Dal Corriere della sera-Brescia

É una fredda serata di fine novembre del 2005. A San Siro si gioca Milan-Brescia di Coppa Italia e un cross dalla sinistra trova puntuale al gol di testa Andrea Alberti, più che promettente ventenne che soli tre anni prima ha esordito in serie A in un Brescia-Roma, schierato da Carletto Mazzone per una manciata di minuti a fianco di Roberto Baggio. «Ecco, ci siamo: il “gnaro” è tornato a Brescia e si prenderà la rivincita», si pensa quella sera dagli spalti biancoblu, che hanno sempre avuto un occhio di riguardo per quel ragazzo dalla capigliatura strana e cresciuto a San Polo.
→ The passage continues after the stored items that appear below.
PR #406, opened 2023-09-28
Save gravitational potential gpot as a derived var in pltfiles

### LINKED ISSUE #357: Save gravitational potential in plotfiles
We should have the ability to calculate gravitational potential and store it as a derived field in quokka snapshots.

psharda:
Will fix #357 (when it actually works).

Testing it out on the SphericalCollapse test. The code compiles but gives a segfault after writing chk00000

I'm sure there are bugs in what I did.


psharda:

Andrea segna dopo mesi di cocenti delusioni, a partire da quello che lui stesso ancora oggi definisce «il ricordo più brutto della mia carriera»: la mancata convocazione nella nazionale Under 20 per il Mondiale di quell’estate in Olanda.
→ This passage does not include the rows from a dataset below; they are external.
PR #417, opened 2023-10-03
Update GPU CI timeout

### LINKED ISSUE #415: GPU CI fails (need to increase GPU CI timeout to 90 minutes)
**Describe the bug**
The GPU tests time out and fail because they hit the maximum walltime of 60 minutes.

**To Reproduce**
1. Run the GPU test suite on avatargpu
3. After 60 minutes, see timeout error

**Additional context**
Our test suite has grown increasingly lengthy. For some test problems, we might be able to reduce the number of timesteps we take by increasing the CFL number or simulating for less time. A few problems take longer to run on the GPU than on the CPU due to kernel launch overheads for essentially 1D/single-zone problems.

The easiest fix is to just increase the maximum time we are willing to wait for the test suite to complete on the GPU node.

BenWibking:
Set timeout to 90 minutes (increased from the default value of 60 minutes).

Fixes https://github.com/quokka-astro/quokka/issues/415.

### DIFF
--- a/.ci/azure-pipelines.yml
+++ b/.ci/azure-pipelines.yml
@@ -12,31 +12,30 @@ pr:
     include:
     - development
 
-pool: avatar
-
-timeoutInMinutes: 90
-
-steps:
-
-- task: CMake@1
-  displayName: 'Configure CMake'
-  inputs:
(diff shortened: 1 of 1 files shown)


BenWibking:
@psharda Can you approve?

psharda (approved):

PR #421, opened 2023-10-09
Add RadhydroShockMultigroup test

chongchonghe:
Extending the original single-group radiation shock test to multigroup gray-opacity radiation shock, following Sec 9.5 of Skinner et al. 2019. We use 8 radiation groups logarithmically spaced over [1e15, 1e19] Hz. The run time increases from 22.0 s in the single-group case to 122 s in the 8-group case. 

We can discuss whether we want to keep both RadhyroShock and RadhyroShockMultigroup, or we want to keep the latter only and rename it to the former.

### DIFF
--- a/src/CMakeLists.txt
+++ b/src/CMakeLists.txt
@@ -147,6 +147,7 @@ add_subdirectory(RadTube)
 add_subdirectory(RadhydroShell)
 add_subdirectory(RadhydroShock)
 add_subdirectory(RadhydroShockCGS)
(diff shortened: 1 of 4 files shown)


BenWibking:
It looks like the tests have failed for unrelated reasons. The `CMake (macOS)` action fails due to something that broke with the Python dependencies.

The `debug arm64 gcc` action fails due to taking longer than 60 minutes to run. We can increase the timeout for this.

PR #425, opened 2023-10-13
workaround macOS GitHub actions bug

### LINKED ISSUE #424: macOS CI fails due to misconfigued GitHub actions runners
**Describe the bug**
This is the bug: https://github.com/actions/runner-images/issues/11545

**To Reproduce**
1. Wait for an update to Python to be pushed to Homebrew.
2. Run a macOS GitHub action.
3. See error, the action will fail.

**Additional context**
This is because the GitHub runner images put extra things into /usr/local that the system install does not, which conflicts with files that Homebrew then adds to /usr/local. Because the runner images modify /usr/local and also include Homebrew installed to /usr/local, this is a misconfiguration issue that is entirely GitHub's fault.

A temporary workaround is to ignore Homebrew upgrade failures:
```
      - run: |
          brew update
          brew upgrade || true
```
and then manually force Homebrew to overwrite the extraneous files in /usr/local (but this must be specified for each package that has a conflict, and it must include the version number, which will change in the future):
```
brew link --overwrite python@3.11
```

BenWibking:
Fixes https://github.com/quokka-astro/quokka/issues/424.

### DIFF
--- a/.github/workflows/cmake-macos.yml
+++ b/.github/workflows/cmake-macos.yml
@@ -31,7 +31,9 @@ jobs:
       run: cmake -E make_directory ${{runner.workspace}}/build
 
     - name: Install Homebrew dependencies
-      run: brew install python3 openmpi hdf5
+      run: |
+        brew install python3 openmpi hdf5 || true
+        brew link --overwrite python@3.11
 
     - name: Install pip dependencies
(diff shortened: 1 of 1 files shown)


BenWibking:
@psharda this fixes the CI issue.

psharda (approved):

Nel corso della stagione si ritrovò messo ai margini dalla Sanbenedettese, in nazionale non aveva mai mancato di dare il suo contributo; lo stesso Ct Berrettini lo aveva pubblicamente rassicurato del fatto che, seppur venisse da una stagione sfortunata, avrebbe fatto parte della comitiva azzurra. Così non fu e, viste le promesse di spogliatoio ed il risultato ottenuto da quella nazionale (uscita ai quarti con il Marocco, dopo aver perso ed essere arrivata dietro alla Siria nella fase a giorni), viene davvero difficile parlare di scelta tecnica, mentre è molto più probabile che sia stata una esclusione partorita dai vecchi vizi del mondo del pallone professionistico, caratterizzato spesso da interessi più materiali ed economici che sportivi: «Il mondiale under 20 era considerato il trampolino di lancio per la futura carriera da professionista», ricorda oggi Andrea e non è certo complottistico, per chi mastica di calcio, dedurre che qualcuno abbia deciso che non doveva essere lui, ma qualcun altro, a lanciarsi con quel Mondiale vinto da un’ Argentina trascinata da un giovane Lionel Messi.
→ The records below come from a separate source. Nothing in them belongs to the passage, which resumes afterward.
PR #430, opened 2023-10-22
fix out-of-bounds bug in NSCBC outflow

### LINKED ISSUE #375: out-of-bounds access in NSCBC transverse derivatives
When computing the transverse derivatives for the NSCBC physical boundaries, it is naively necessary to access cells in other FABs. However, the corner cells that require these accesses do not actually need to be filled, so we should just avoid filling them.

Diagram:
IMG-7802

BenWibking:
Fixes https://github.com/quokka-astro/quokka/issues/375.


BenWibking:
@aditivijayan @markkrumholz This should make the outflow NSCBC usable.

markkrumholz (approved):

PR #540, opened 2024-02-19
[WIP] characteristic reconstruction

BenWibking:
### Description
This does PPM reconstruction for hydro in the characteristic variables defined by the eigensystem of $[\rho^{-1}, u, P, e_{int}]^T$. (Following CW84, we use the specific volume $V \equiv 1/\rho$ instead of density $\rho$.)

This reduces the post-shock oscillations for several test problems. Balsara claims that characteristic reconstruction has improved entropy stability compared to primitive reconstruction [1].

However, the HydroHighMach test does not appear to converge to the correct answer with characteristic reconstruction. (This may be due to the way it falls back to primitive variable reconstruction if characteristic reconstruction produces a negative density or negative pressure state.)

*More testing is needed to determine whether this remains stable in isobaric thermally unstable flows (otherwise, it is necessary to use the temperature eigensystem).*

[1] https://ui.adsabs.harvard.edu/abs/2017LRCA....3....2B/abstract

### Related issues
N/A

### Checklist


BenWibking:
It turns out this is not a good idea for our problems. The gradients are too steep for characteristic reconstruction to work, so it goes negative. This cannot be fixed by falling back to primitive reconstruction cell-by-cell.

Andrea rimase a casa, ma la voglia di riscatto era tanta e sta tutta in quel colpo di testa scagliato a San Siro prendendo il tempo a Costacurta. Rimase un episodio, purtroppo, anche perché a pesare sul suo futuro ci sarà un po’ di tutto: la scelta di agenti sbagliati, un calcio che preferisce mercanteggiare attraverso acquisti esotici invece che valorizzare giovani talenti nostrani e gli immancabili infortuni, forse un po’ troppo trascurati dato che, ancora oggi, riverberano sulla sua malandata schiena. «Certo, probabilmente ci ho messo anche del mio perché le cose non andassero per il verso giusto e mi rendo conto di avere avuto il privilegio di poter esordire a fianco di Baggio e Guardiola e non essere stato in grado di spiccare il volo», ammette oggi l’ex calciatore che, tra gli addetti ai lavori, era considerato un predestinato. Fortissimo, molto tecnico, forse troppo per il calcio che lo attende negli anni successivi tra serie C1 e D, dove il fisico conta molto più della tecnica. Il tempo passa e non si fa mancare neppure infondate accuse di calcioscommesse e fallimenti di società, ma gli anni vengono vissuti comunque con passione ed un amore profondo per lo spogliatoio «che è una delle cose che mi manca di più oggi», confida Andrea, il quale nel frattempo si ritrova a dover decidere cosa fare da grande.

Un giocatore cresciuto nel mondo del calcio spesso rimane nel settore, ma sente che non fa per lui: «Sono sempre stato schietto e diretto, non mi piace farmi mettere i piedi in testa», confida di sé, ed è una caratteristica che non si addice a certi ambienti del calcio nel quale spesso spopolano gli “yesman”. Sceglie così di diventare imprenditore e dal 2019, attraverso un’idea sviluppata con la compagna Francesca, gestisce un’attività di vendita di cibo per cani e gatti di altissimo livello, totalmente naturale e non industriale, a Brescia Due: è il Kobe B.A.R. food di via Repubblica Argentina, dove grandi vetrine refrigerate propongono carni fresche, mentre sugli scaffali snack e prodotti selezionati sono in bella mostra con tanto di marchio del negozio. Gli affari vanno bene e, dato l’altissimo livello della proposta, si può dire giochi ancora in Serie A, seppur lontano dai campi di calcio.